Segundo o prefeito de Bagé, a denúncia e consequente investigação pela mudança na ordem de vacinação já havia sido sinalizada pela secretária de Saúde do Rio Grande do Sul, Arita Bergmann. A animosidade entre governo estadual e municipal não é nova, já que Divaldo se mostrou contrário à decisão do governador Eduardo Leite (PSDB) de determinar bandeira preta para todo Estado e acabar com o sistema de cogestão.

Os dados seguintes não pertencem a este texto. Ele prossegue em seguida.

PR #187, opened 2023-01-04
server: pkiclient refetch according to voting scheule

mixmasala:
adjust the pki wakeup timer so that it sleeps until the pki publication deadline

### DIFF
--- a/server/internal/pki/pki.go
+++ b/server/internal/pki/pki.go
@@ -220,7 +220,23 @@ func (p *pki) worker() {
 			}
 		}
 
-		timer.Reset(recheckInterval)
+		now, elapsed, till := epochtime.Now()
+
+		// it's after the consensus publication deadline
+		if elapsed > vServer.PublishConsensusDeadline {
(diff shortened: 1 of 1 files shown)


mixmasala:
seems to reliably fail the client with ErrNoDocument

mixmasala:
> seems to reliably fail the client with ErrNoDocument

I forgot to wake up the pkiclient in time to publish the mix descriptor, if applicable. fixed in ddfa676

server/internal/pki/pki.go
```diff
@@ -220,7 +220,32 @@ func (p *pki) worker() {
 			}
 		}
```
david415, line 222: it's not ideal to make this worker method even longer

david415 (approved):
lgtm

server/internal/pki/pki.go
mixmasala: refactored into a method

mixmasala:
I made one change which was to move the timer update into a method per feedback in review. Thanks!

PR #189, opened 2023-01-06
Client2: the new improved mixnet client

david415:
ready for review. do not merge. work-in-progress.

### DIFF
--- a/docs/specs/wire-protocol.md
+++ b/docs/specs/wire-protocol.md
@@ -35,14 +35,11 @@ as opaque byte vectors.
 
 `x | y` denotes the concatenation of x and y.
 
-### 1.2 Kyber Key Encapsulation Mechanism
+### 1.2 Key Encapsulation Mechanism
 
-This protocol uses the Kyber Key Encapsulation Mechanism
-[KYBER](#KYBER) (NIST round 3). Kyber is one of the
-finalists in the NIST post-quantum cryptography project. Please see
-the Kyber project page for more information:
-
-- https://pq-crystals.org/kyber/
+This protocol uses ANY Key Encapsulation Mechanism.  However it's
+recommended that most users select a hybrid post quantum KEM such as
+Xwing. [XWING](#XWING)
 
 ## 2. Core Protocol
 
@@ -56,10 +53,11 @@ Our transport protocol begins with a prologue, Noise handshake,
 followed by a stream of Noise Transport messages in a minimal framing
 layer, over a TCP/IP connection.
 
-Our Noise protocol string:
+Our Noise protocol is configurable via the KEM selection in the TOML configuration files,
+here's an example PQ Noise protocol string:
 
 ```
-Noise_pqXX_Kyber768X25519_ChaChaPoly_BLAKE2b
+Noise_pqXX_Xwing_ChaChaPoly_BLAKE2b
 ```
 
 The protocol string is a very condensed description of our protocol.
@@ -70,8 +68,8 @@ pqXX: -> e <- ekem, s -> skem, s <- skem
 ```
 
 The next part of the protocol string specifies the KEM,
-`Kyber768X25519` which is a hybrid KEM where the share
-secret outputs of both X25519 and Kyber768 are combined.
+`Xwing` which is a hybrid KEM where the share
+secret outputs of both X25519 and MLKEM768 are combined.
 
 Finally the `ChaChaPoly_BLAKE2b` parts of the protocol
 string indicate which stream cipher and hash function we are using.
@@ -82,7 +80,7 @@ messages over our Noise protocol because of our using the Sphincs+
 signature scheme which has signatures that are about 49k bytes.
 
 It is assumed that all parties using the KMNWP protocol have a fixed long or
-short lived `Kyber768X25519` keypair ([KYBER](#KYBER) and [RFC7748](#RFC7748)),
+short lived `Xwing` keypair [XWING](#XWING),
 the public component of which is known to the other party in advance. How such
 keys are distributed is beyond the scope of this document.
 
@@ -274,7 +272,49 @@ is the Sphinx Packet destined for the responder.
 Initiators MUST terminate the session immediately upon reception of a
 `send_packet` command.
 
-## 4. Anonymity Considerations
+## 4. Command Padding
+
+We use traffic padding to hide from a passive network observer which
+command has been sent or received. 
+
+Among the set of padded commands we exclude the `Consensus` command because
+it's contents are a very large payload which is usually many times larger
+than our Sphinx packets. Therefore we only pad these commands:
+
+GetConsensus
+NoOp
+Disconnect
+SendPacket
+RetrieveMessage
+MessageACK
+Message
+MessageEmpty
+
+However we split them up into two directions,
+client to server and server to client because they differ in size
+due to the difference in size between `SendPacket` and `Message`:
+
+Client to Server commands:
+
+NoOp
+SendPacket
+Disconnect
+RetrieveMessage
+GetConsensus
+
+Server to client commands:
+
+Message
+MessageACK
+MessageEmpty
+
+The `GetConsensus` command is a special case because we only want to pad
+it when it's sent over the mixnet. We don't want to pad it when
+sending to the dirauths. Although it would not be so terrible if it's
+padded when sent to the dirauths... it would just needlessly take up
+bandwidth without providing any privacy benefits.
+
+## 5. Anonymity Considerations
 
 Adversaries being able to determine that two parties are communicating
 via KMNWP is beyond the threat model of this protocol. At a minimum,
@@ -282,7 +322,7 @@ it is trivial to determine that a KMNWP handshake is being performed,
 due to the length of each handshake message, and the fixed positions
 of the various public keys.
 
-## 5. Security Considerations
+## 6. Security Considerations
 
 It is imperative that implementations use ephemeral keys for every
 handshake as the security properties of the Kyber KEM are totally lost
@@ -294,7 +334,7 @@ software. It is hoped that the addition of a quantum resistant
 algorithm will provide forward secrecy even in the event that large
 scale quantum computers are applied to historical intercepts.
 
-## 6. Acknowledgments
+## 7. Acknowledgments
 
 I would like to thank Trevor Perrin for providing feedback during the
 design of this protocol, and answering questions regarding Noise.
@@ -321,11 +361,11 @@ year = {2017}
 }
 ```
 
-**KYBER**
+**XWING**
 
-Joppe Bos, Léo Ducas, Eike Kiltz, Tancrède Lepoint, Vadim Lyubashevsky, John M. Schanck, Peter Schwabe, Gregor Seiler, Damien Stehlé
-"CRYSTALS -- Kyber: a CCA-secure module-lattice-based KEM",
-https://cryptojedi.org/papers/kyber-20180716.pdf
+Manuel Barbosa, Deirdre Connolly, João Diogo Duarte, Aaron Kaiser, Peter Schwabe, Karoline Varner, Bas Westerbaan
+"X-Wing: The Hybrid KEM You’ve Been Looking For",
+https://eprint.iacr.org/2024/039.pdf
 
 **NOISE**
 


client2/send.go
```diff
@@ -0,0 +1,162 @@
...
+	rng := rand.NewMath()
+	p, t, err := path.New(rng, c.cfg.SphinxGeometry, doc, recipient, src, dst, surbID, baseTime, true, isForward)
+	if err == nil {
+		c.logPath(doc, p)
+	}
+
+	return p, t, err
+}
+
+func (c *Client) logPath(doc *cpki.Document, p []*path.PathHop) error {
```
threebithacker, line 152: instead duplicating this from `decoy` we should probably have it be a method of `path`, taking a logger as argument?

client2/send.go
```diff
@@ -0,0 +1,162 @@
...
+	s, err := path.ToString(doc, p)
+	if err != nil {
+		return err
```
threebithacker, line 155: Seems prudent to log this error too.

client2/thin.go
```diff
@@ -0,0 +1,308 @@
...
+	cpki "github.com/katzenpost/katzenpost/core/pki"
+	sConstants "github.com/katzenpost/katzenpost/core/sphinx/constants"
+	"github.com/katzenpost/katzenpost/core/worker"
+)
+
+// ThinResponse is used to encapsulate a message response
+// that are passed to the client application.
+type ThinResponse struct {
+
+	// SURBID, a unique indentifier for this response,
```
threebithacker, line 26:
```suggestion
	// SURBID, a unique identifier for this response,
```

client2/send.go
```diff
@@ -0,0 +1,162 @@
...
+			panic("source provider cannot be nil")
+		}
+
+		fwdPath, then, err := c.makePath(request.RecipientQueueID, request.DestinationIdHash, request.SURBID, now, true)
+		if err != nil {
+			return nil, nil, 0, err
+		}
+
+		revPath := make([]*path.PathHop, 0)
+		if request.SURBID != nil {
```
threebithacker, line 54: if the SURBID is not `nil`, won't it expire if we hit a wrap-around? (aren't SURBs tied to epoch?)
if so, that's another argument for relying on `epoch` as an argument to the function or property of `request` rather than `time.Now()` after a bunch of operations.

client2/send.go
```diff
@@ -0,0 +1,162 @@
...
+		if time.Since(start) > budget {
+			continue
+		}
+
+		// It is possible, but unlikely that a series of delays exceeding
+		// the PKI publication imposted limitations will be selected.  When
+		// that happens, the path selection must be redone.
+		if then.Sub(now) < epochtime.Period*2 {
+			if request.WithSURB {
+				payload := make([]byte, 2, 2+c.geo.SURBLength+len(request.Payload))
```
threebithacker, line 75: what is the magic `2` here?

client2/thin.go
```diff
@@ -0,0 +1,308 @@
...
+func (t *ThinClient) Close() error {
+	err := t.unixConn.Close()
+	t.Halt()
+	return err
+}
+
+// Dial dials the client daemon via our agreed upon abstract unix domain socket.
+func (t *ThinClient) Dial() error {
+	t.log.Debug("Dial begin")
+	srcUnixAddr, err := net.ResolveUnixAddr("unixpacket", "@katzenpost_golang_thin_client")
```
threebithacker, line 78: how does the `srcUnixAddr` work? can we run more than one client connecting to `@katzenpost` with the same src addr? (never seen src addr for unix sockets before, curious about the semantics)

client2/thin.go
```diff
@@ -0,0 +1,308 @@
...
+	}
+
+	// WAIT UNTIL we have a Noise cryptographic connection with an edge node
+	t.log.Debugf("Waiting for a connection status message")
+	message1, err := t.readNextMessage()
+	if err != nil {
+		return err
+	}
+	if !message1.IsStatus {
+		panic("did not receive a connection status message")
```
threebithacker, line 101:
```suggestion
		panic("did not receive a connection status message as the first message on fresh thin client connection")
```
Or something like that; the important part is that we expect `IsStatus` as the very first thing. We should probably log what the hell else we got instead.

client2/thin.go
```diff
@@ -0,0 +1,308 @@
...
+	}
+	if !message1.IsConnected {
+		return errors.New("not connected")
```
threebithacker, line 104: little bit more context here would probably be good. But I think it should be OK to launch a connection to a katzenpost daemon that is currently not connected. Best case it will connect and then you will get a new status message immediately; worst case it will never connect and then you'll have wasted a lot of time establishing and tearing down unix sockets.
If we just stay as subscribers, we also don't have to implement backoffs or delays.

client2/thin.go
```diff
@@ -0,0 +1,308 @@
...
+	for {
+		select {
+		case <-t.HaltCh():
+			return
+		default:
+		}
+
+		message, err := t.readNextMessage()
+		if err != nil {
+			t.log.Infof("thin client ReceiveMessage failed: %v", err)
```
threebithacker, line 128:
```suggestion
			t.log.Errorf("thin client ReceiveMessage failed: %v", err)
```
we want to show this when spam is turned off, I think. It usually implies that the katzenpost daemon has crashed ?

client2/thin.go
```diff
@@ -0,0 +1,308 @@
...
+	if !message1.IsConnected {
+		return errors.New("not connected")
+	}
+
+	t.log.Debugf("Waiting for a PKI doc message")
+	message2, err := t.readNextMessage()
+	if err != nil {
+		return err
+	}
+	t.parsePKIDoc(message2.Payload)
```
threebithacker, line 112: this can fail

client2/thin.go
```diff
@@ -0,0 +1,308 @@
...
+			return
+		}
+
+		t.log.Debug("THIN CLIENT WORKER RECEIVED A MESSAGE")
+
+		switch {
+		case message.IsStatus == true:
+			t.isConnected = message.IsConnected
+		case message.IsPKIDoc == true:
+			t.parsePKIDoc(message.Payload)
```
threebithacker, line 140: this can fail.

client2/thin.go
```diff
@@ -0,0 +1,308 @@
...
+			if message.Payload == nil {
+				t.log.Infof("message.Payload is nil")
+			}
+			response := ThinResponse{
+				SURBID:  message.SURBID,
+				ID:      message.ID,
+				Payload: message.Payload,
+			}
+			select {
+			case <-t.HaltCh():
```
threebithacker, line 151: should  we print to debug log that we are shutting down the worker? (same in `select {` above)

client2/thin.go
```diff
@@ -0,0 +1,308 @@
...
+	blob, err := cbor.Marshal(req)
+	if err != nil {
+		return err
+	}
+	count, _, err := t.unixConn.WriteMsgUnix(blob, nil, t.destUnixAddr)
+	if err != nil {
+		return err
+	}
+	if count != len(blob) {
+		return fmt.Errorf("SendMessage error: wrote %d instead of %d bytes", count, len(blob))
```
threebithacker, line 199: Maybe this should be a panic; this really shouldn't happen (non-nil err, `count!=len(blob)`) ? I'd expect a `err` at least.

client2/thin.go
```diff
@@ -0,0 +1,308 @@
...
+	}
+
+	return nil
+}
+
+// SendMessage takes a message payload, a destination node, destination queue ID and a SURB ID and sends a message
+// along with a SURB so that you can later receive the reply along with the SURBID you choose.
+// This method of sending messages should be considered to be asynchronous because it does NOT actually wait until
+// the client daemon sends the message. Nor does it wait for a reply. The only blocking aspect to it's behavior is
+// merely blocking until the client daemon receives our request to send a message.
```
threebithacker, line 209: Good docstring, needs a small update to account for `destNode` / `destQueue` being two different things.
Who makes the SURB ID? Is the client supposed to make it up, or is a reply to something else?
(If the client should make it up, we should explain that)

client2/thin.go
```diff
@@ -0,0 +1,308 @@
...
+}
+
+// ReceiveMessage blocks until a message is received.
+// Use ResponseChan instead if you want an async way to receive messages.
+func (t *ThinClient) ReceiveMessage() (*[sConstants.SURBIDLength]byte, []byte) {
+	resp := <-t.receivedCh
+	return resp.SURBID, resp.Payload
+}
+
+func (t *ThinClient) ARQSend(id *[MessageIDLength]byte, payload []byte, destNode *[32]byte, destQueue []byte) error {
```
threebithacker, line 267: maybe rename `id` to `requestId` or something slightly more descriptive?
This is public but it's missing a doc string and it's not clear who should call this and when.

client2/thin.go
```diff
@@ -0,0 +1,308 @@
...
+			Prefix: "thin_client",
+			Level:  log.DebugLevel,
+		}),
+		receivedCh: make(chan ThinResponse),
+	}
+}
+
+// Close halts the thin client worker thread and closes the socket
+// connection with the client daemon.
+func (t *ThinClient) Close() error {
```
threebithacker, line 69: not sure but should this also close the `receivedCh` to signal it to downstream readers?

client2/thin.go
```diff
@@ -0,0 +1,308 @@
...
+
+// ThinClient is the client that handles communication between the mixnet application
+// and the client daemon. It does not do any encryption or decryption or checking
+// of cryptographic signatures; those responsibilities are left to the client daemon
+// process.
+type ThinClient struct {
+	worker.Worker
+
+	log          *log.Logger
+	unixConn     *net.UnixConn
```
threebithacker, line 45: probably need a lock protecting unixConn too if we want to support repeated/concurrent calls to `Dial()` and `Close()`.

client2/thin.go
```diff
@@ -0,0 +1,308 @@
...
+// ThinResponse is used to encapsulate a message response
+// that are passed to the client application.
+type ThinResponse struct {
+
+	// SURBID, a unique indentifier for this response,
+	// which should precisely match the application's chosen
+	// SURBID of the sent message.
+	SURBID *[sConstants.SURBIDLength]byte
+
+	ID *[MessageIDLength]byte
```
threebithacker, line 31: what is this `ID` and who makes them?

client2/thin.go
```diff
@@ -0,0 +1,308 @@
...
+}
+
+// ARQReceiveMessage blocks until a message is received.
+// Use ResponseChan instead if you want an async way to receive messages.
+func (t *ThinClient) ARQReceiveMessage() (*[MessageIDLength]byte, []byte) {
+	resp := <-t.receivedCh
+	return resp.ID, resp.Payload
+}
+
+func (t *ThinClient) BlockingSendReliableMessage(id *[MessageIDLength]byte, payload []byte, destNode *[32]byte, destQueue []byte) (reply []byte, err error) {
```
threebithacker, line 298: this `id` thing could also use a longer name, so as not to confuse the requestID with the other IDs.
ie instead of `id` and `id2` I'd like to see `request_id` and `response_id`

client2/thin.go
```diff
@@ -0,0 +1,308 @@
...
+	err = t.ARQSend(id, payload, destNode, destQueue)
+	if err != nil {
+		return nil, err
+	}
+	id2, reply := t.ARQReceiveMessage()
+	if !bytes.Equal(id[:], id2[:]) {
+		return nil, errors.New("received unexpected ARQ reply")
```
threebithacker, line 305: we will hit this if we allow concurrent BlockingSendReliableMessage.
If we don't want that we should have more locking, and/or not expose `ARQReceiveMessage` and `ARQSend`.

Or do some complicated thing where callers to ARQSend can register callback channels.

Or a simpler thing where we register `request_id` in a map to signal that we want to buffer responses in a `map[ID] -> ThinResponse`, and then BlockingSendReliableMessage can call ARQReceiveMessage until it gets that. But then using the API yourself becomes harder. I'm not sure.

core/sphinx/path/path_factory.go
```diff
@@ -0,0 +1,46 @@
...
+// ComposePath is used to compose a Sphinx packet path. Returns
+// path and round trip time or an error.
+func (d *PathFactory) ComposePath(
+	geo *geo.Geometry,
+	doc *pki.Document,
+	srcMix *[32]byte,
+	dstId []byte,
+	dstMix *[32]byte,
+	surbID *[constants.SURBIDLength]byte,
+	baseTime time.Time,
```
threebithacker, line 34: does this need `time.Time` or could it be using epochs?

core/sphinx/packet_factory/packet_factory.go
```diff
@@ -0,0 +1,136 @@
...
+	"time"
+
+	"github.com/katzenpost/katzenpost/core/crypto/rand"
+	"github.com/katzenpost/katzenpost/core/epochtime"
+	"github.com/katzenpost/katzenpost/core/pki"
+	"github.com/katzenpost/katzenpost/core/sphinx"
+
+	"github.com/katzenpost/katzenpost/core/sphinx/constants"
+	"github.com/katzenpost/katzenpost/core/sphinx/geo"
+	"github.com/katzenpost/katzenpost/core/sphinx/path"
```
threebithacker, line 14: can we import this as `sphinx_path` instead? it reads very generic when you just see `path.PathFactory`.
Like perhaps in *this* module it's fine but in other modules it becomes confusing, I think.

core/sphinx/packet_factory/packet_factory.go
```diff
@@ -0,0 +1,136 @@
...
+}
+
+func (p *PacketFactory) ComposePacket(
+	doc *pki.Document,
+	srcId []byte,
+	srcMix *[32]byte,
+	dstId []byte,
+	dstMix *[32]byte,
+	surbID *[constants.SURBIDLength]byte,
+	message []byte) (packet []byte, surbKey []byte, rtt time.Duration, err error) {
```
threebithacker, line 52: There seems to be some code cloning between this and ComposeSphinxPacket in `minclient/send.go` ?

core/sphinx/kemsphinx_test.go
```diff
@@ -124,34 +127,34 @@ func newKEMPathVector(require *require.Assertions, mykem kem.Scheme, nrHops int,
 	}
 
 	// Assemble the path vector.
-	path := make([]*PathHop, nrHops)
-	for i := range path {
-		path[i] = new(PathHop)
-		copy(path[i].ID[:], nodes[i].id[:])
-		path[i].KEMPublicKey = nodes[i].publicKey
+	p := make([]*path.PathHop, nrHops)
```
threebithacker, line 130: is the rename to `p` strictly necessary here ? it kind of looks like it's to avoid the clash with the module name `path`, which again hints to me that we maybe should find a different name for that module.

core/sphinx/kemsphinx_benchmark_test.go
```diff
@@ -103,24 +104,24 @@ func newBenchKEMPathVector(mykem kem.Scheme, nrHops int, isSURB bool) ([]*kemNod
 	}
 
 	// Assemble the path vector.
-	path := make([]*PathHop, nrHops)
-	for i := range path {
-		path[i] = new(PathHop)
-		copy(path[i].ID[:], nodes[i].id[:])
-		path[i].KEMPublicKey = nodes[i].publicKey
+	p := make([]*path.PathHop, nrHops)
```
threebithacker, line 107: same here re: `path` module name.

core/pki/document_test.go
```diff
@@ -181,4 +181,13 @@ func TestDocument(t *testing.T) {
 		require.NoError(err)
 		require.True(bytes.Equal(d, d2))
 	}
+
+	// test that we can unmarshal a document stripped of signatures
```
threebithacker, line 185: we could maybe also take the opportunity to test that `StripSignatures()` lives up to its name here, and additionally that the **verifying** deserializer can no longer read it.

core/pki/descriptor.go
```diff
@@ -152,11 +174,9 @@ func (d *MixDescriptor) UnmarshalBinary(data []byte) error {
 	if err != nil {
 		return err
 	}
-	_, err = cert.Verify(d.IdentityKey, data)
-	if err != nil {
-		return err
+	if sigs != nil && len(sigs) != 0 {
+		d.Signature = &sigs[0]
```
threebithacker, line 178: len(sigs) > 1 used to return `ErrTooManySignatures` I think? now we we don't care?

client2/timer_queue.go
```diff
@@ -0,0 +1,76 @@
...
+	sConstants "github.com/katzenpost/katzenpost/core/sphinx/constants"
+	"github.com/katzenpost/katzenpost/core/worker"
+)
+
+type TimerQueue struct {
+	worker.Worker
+
+	queue  *queue.PriorityQueue
+	timer  *time.Timer
+	mutex  sync.Mutex
```
threebithacker, line 19: maybe this could be an RWLock to enable non-blocking `t.Len()`  and `t.queue.Peek()` ?

client2/poisson_process_test.go
```diff
@@ -0,0 +1,42 @@
+// SPDX-FileCopyrightText: © 2023 David Stainton
+// SPDX-License-Identifier: AGPL-3.0-only
+
```
threebithacker, line 3: - What are we testing in this file?
  - What do the operations do for test?
  - What is the expected outcome for each test?
  - Why is that outcome expected
documenting this lets us modify this code in the future without spending ages reverse-engineering the logic.

threebithacker (changes requested):

client2/arq.go
```diff
@@ -0,0 +1,241 @@
...
+}
+
+// ARQMessage is used by ARQ.
+type ARQMessage struct {
+
+	// AppID identifies the application sending/receiving the message/reply.
+	AppID uint64
+
+	// ID is the unique message identifier
+	ID *[MessageIDLength]byte
```
threebithacker, line 38:
```suggestion
	MessageID *[MessageIDLength]byte
```
it's governed by `MessageID` length, and then we are not left at callsites wondering what kind of `id` something is

client2/arq.go
```diff
@@ -0,0 +1,241 @@
...
+	RecipientQueueID []byte
+
+	// Payload is the message payload
+	Payload []byte
+
+	// SURBID is the SURB identifier.
+	SURBID *[sConstants.SURBIDLength]byte
+
+	// Key is the SURB decryption keys
+	Key []byte
```
threebithacker, line 54:
```suggestion
	SURBDecryptionKey []byte
```
might as well, less confusion that way

client2/arq.go
```diff
@@ -0,0 +1,241 @@
...
+	// RecipientQueueID is the queue identity which will receive the message.
+	RecipientQueueID []byte
+
+	// Payload is the message payload
+	Payload []byte
+
+	// SURBID is the SURB identifier.
+	SURBID *[sConstants.SURBIDLength]byte
+
+	// Key is the SURB decryption keys
```
threebithacker, line 53:
```suggestion
	// Key is the SURB decryption key
```

client2/arq.go
```diff
@@ -0,0 +1,241 @@
...
+
+	// ID is the unique message identifier
+	ID *[MessageIDLength]byte
+
+	// DestinationIdHash is 32 byte hash of the destination Provider's
+	// identity public key.
+	DestinationIdHash *[32]byte
+
+	// RecipientQueueID is the queue identity which will receive the message.
+	RecipientQueueID []byte
```
threebithacker, line 45: Is this free-form or should it also be an array like `[sphinx.constants.RecipientIDLength]`?

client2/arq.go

“Na nossa avaliação, o governo do Estado cometeu um erro agora, porque esse lockdown deveria ter sido feito antes do Carnaval”, criticou Divaldo ao falar sobre a decisão de restrições para todo Estado. O prefeito ainda afirma que não respeitará caso Leite decida novamente restringir as atividades de maneira unilateral. “O governo do Estado não fechará mais a nossa cidade, já fechamos essa questão.”

Mesmo sendo do partido que é base do governo estadual, Divaldo está mais alinhado com o governo federal do que com o colega de partido, Ranolfo Vieira Júnior, que ocupa o cargo de vice-governador. Ele avalia positivamente o trabalho comandado pelo presidente Jair Bolsonaro. Segundo o prefeito, a distribuição de vacinas tem sido satisfatória, assim como o envio de recursos federais ao município. 

No Acre, Polícia Civil entrou na frente

O prefeito de Epitaciolândia (Acre), Sérgio Lopes (PSDB/AC), ignorou as regras do Plano Nacional de Imunização (PNI) e começou a vacinação contra a covid-19 pelos servidores da Polícia Civil.

Ao justificar a vacinação, Sérgio Lopes diz que foi autorizado pelo Conselho Municipal de Saúde. “Não podemos colaborar com a invisibilidade que está sendo institucionalizada e aplicada a esses servidores. Optamos por agir e esperamos que o exemplo do nosso município se espalhe”, declarou o prefeito.

O Ministério Público do Acre (MP/AC) solicitará esclarecimentos sobre a aplicação do imunizante de forma contrária ao definido no PNI, e pode abrir inquérito sobre a prática do gestor. “Cabe ressaltar que todos os agentes públicos são obrigados a zelar pela estrita observância dos princípios da legalidade”, comentou o promotor Rodrigo Fontoura.

Além dos civis e militares, o prefeito pretende vacinar também os policiais penais, agentes socioeducativos, bombeiros e militares do Exército. Isso pode colocar em xeque a vacinação dos idosos da cidade, e dos profissionais de saúde, que são prioridade dentro do PNI. 

Em nota, a Secretaria de Saúde do Acre (Sesacre) criticou a postura do prefeito. “Dadas todas as justificativas, não compete ao Componente Estadual, nem Municipal, a inversão de ordens de grupos prioritários, além de ressaltamos que a adoção de outras prioridades que tratam da população-alvo pode implicar no prejuízo das ações de vacinação dos grupos vigentes”, avalia a Secretaria.

Após o envio das informações pelo prefeito, o MP/AC pode instaurar inquérito civil para apurar responsabilidades e eventual prática de improbidade administrativa por parte do prefeito da cidade, em decorrência de burla à ordem de prioridade de vacinação contra a covid-19.